Inverse document frequency

Raw term frequency as above suffers from a critical problem: all terms are considered equally important when it comes to assessing relevancy on a query. In fact certain terms have little or no discriminating power in determining relevance. For instance, a collection of documents on the auto industry is likely to have the term auto in almost every document. To this end, we introduce a mechanism for attenuating the effect of terms that occur too often in the collection to be meaningful for relevance determination. An immediate idea is to scale down the term weights of terms with high collection frequency, defined to be the total number of occurrences of a term in the collection. The idea would be to reduce the $\mbox{tf}$ weight of a term by a factor that grows with its collection frequency.

Instead, it is more commonplace to use for this purpose the document frequency $\mbox{df}_t$, defined to be the number of documents in the collection that contain a term $t$. This is because in trying to discriminate between documents for the purpose of scoring it is better to use a document-level statistic (such as the number of documents containing a term) than to use a collection-wide statistic for the term.

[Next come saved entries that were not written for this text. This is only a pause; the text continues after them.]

PR #485, opened 2020-03-03
LadderVehicle uses whole vehicle instead of taking a few fields

skyqrose:
[Display block waiver markers on ghost bus ladder icons](https://app.asana.com/0/1148853526253426/1163145000751641) will require `ladder.tsx` to check the block waivers to decide what kind of icon to draw. Rather than adding all the block waivers to the `LadderVehicle`, or checking the styling when creating the `LadderVehicle`, it's probably easier pass the whole vehicle through.

Old `LadderVehicle`:
```ts
export interface LadderVehicle {
  vehicleId: VehicleId
  label: string
  viaVariant: ViaVariant | null
  status: DrawnStatus
  hasBlockWaivers: boolean
  headwaySpacing: HeadwaySpacing | null
  x: number
  y: number
  vehicleDirection: VehicleDirection
  scheduledY?: number
  scheduledVehicleDirection?: VehicleDirection
  lane: number
} 
```
new `LadderVehicle`:
```ts
export interface LadderVehicle {
  vehicle: VehicleOrGhost
  x: number
  y: number
  vehicleDirection: VehicleDirection
  scheduledY?: number
  scheduledVehicleDirection?: VehicleDirection
}
```

### DIFF
--- a/assets/src/components/headwayLines.tsx
+++ b/assets/src/components/headwayLines.tsx
@@ -3,6 +3,8 @@ import { VehicleDirection } from "../models/ladderDirection"
 import { LadderVehicle } from "../models/ladderVehicle"
 import { HeadwaySpacing, headwaySpacingToString } from "../models/vehicleStatus"
 import { CENTER_TO_LINE } from "./ladder"
+import { VehicleOrGhost } from "../realtime"
+import { isVehicle } from "../models/vehicle"
 
 interface Props {
   height: number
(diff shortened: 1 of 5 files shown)


assets/src/models/ladderVehicle.ts
```diff
@@ -1,40 +1,23 @@
...
-  status: DrawnStatus
-  hasBlockWaivers: boolean
-  headwaySpacing: HeadwaySpacing | null
+  vehicle: VehicleOrGhost
   x: number
   y: number
   vehicleDirection: VehicleDirection
   scheduledY?: number
   scheduledVehicleDirection?: VehicleDirection
-  lane: number
```
arkadyan: Why does this go away?

assets/src/components/headwayLines.tsx
```diff
@@ -21,32 +23,35 @@ const drawHeadwayLine = (
     return acc
   }
 
-  const [currentVehicle, ...rest] = ladderVehicles
+  const [currentLadderVehicle, ...rest] = ladderVehicles
+  const vehicle: VehicleOrGhost = currentLadderVehicle.vehicle
+  const headwaySpacing =
```
arkadyan: Has this lost the feature flag check?

assets/src/models/ladderVehicle.ts
skyqrose: Yeah, I wasn't quite sure what to do about this. It's never used outside of this file, so I figured it shouldn't be part of the public interface, but the way the LadderVehicle object is created with ` return {...vehicleInLane, x}`, technically the lane still in the object when it's returned.

assets/src/components/headwayLines.tsx
skyqrose: I did remove the check that `LadderVehicle` used to do before passing `headwaySpacing` through. But `<Ladder>` checks the feature flag before drawing `<HeadwayLines>`, so that check was redundant.

arkadyan: Ah, got it, ok.

assets/src/models/ladderVehicle.ts
arkadyan: Yeah, personally I'd just describe the data completely and let other things worry about what they do or do not want to use, but I don't feel strongly.

skyqrose: I looked at adding it back, but it requires adding unused fields to a bunch of test data, too. That's not a big deal, but I don't think it's worth it to make the interface reflect the implementation when ideally it should probably be the implementation that changes to reflect the interface we'd use.

skyqrose:
Ready for a squash merge, but I need you to do that because of codecov's weird accounting.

Figure 6.7: Collection frequency (cf) and document frequency (df) behave differently, as in this example from the Reuters collection.

The reason to prefer df to cf is illustrated in Figure 6.7 , where a simple example shows that collection frequency (cf) and document frequency (df) can behave rather differently. In particular, the cf values for both try and insurance are roughly equal, but their df values differ significantly. Intuitively, we want the few documents that contain insurance to get a higher boost for a query on insurance than the many documents containing try get from a query on try.

How is the document frequency df of a term used to scale its weight? Denoting as usual the total number of documents in a collection by $N$, we define the inverse document frequency of a term $t$ as follows:

$$\mbox{idf}_t = \log {N\over \mbox{df}_t}.$$ (21)

Thus the idf of a rare term is high, whereas the idf of a frequent term is likely to be low. Figure 6.8 gives an example of idf's in the Reuters collection of 806,791 documents; in this example logarithms are to the base 10. In fact, as we will see in Exercise 6.2.2 , the precise base of the logarithm is not material to ranking. We will give on page 11.3.3 a justification of the particular form in Equation 21.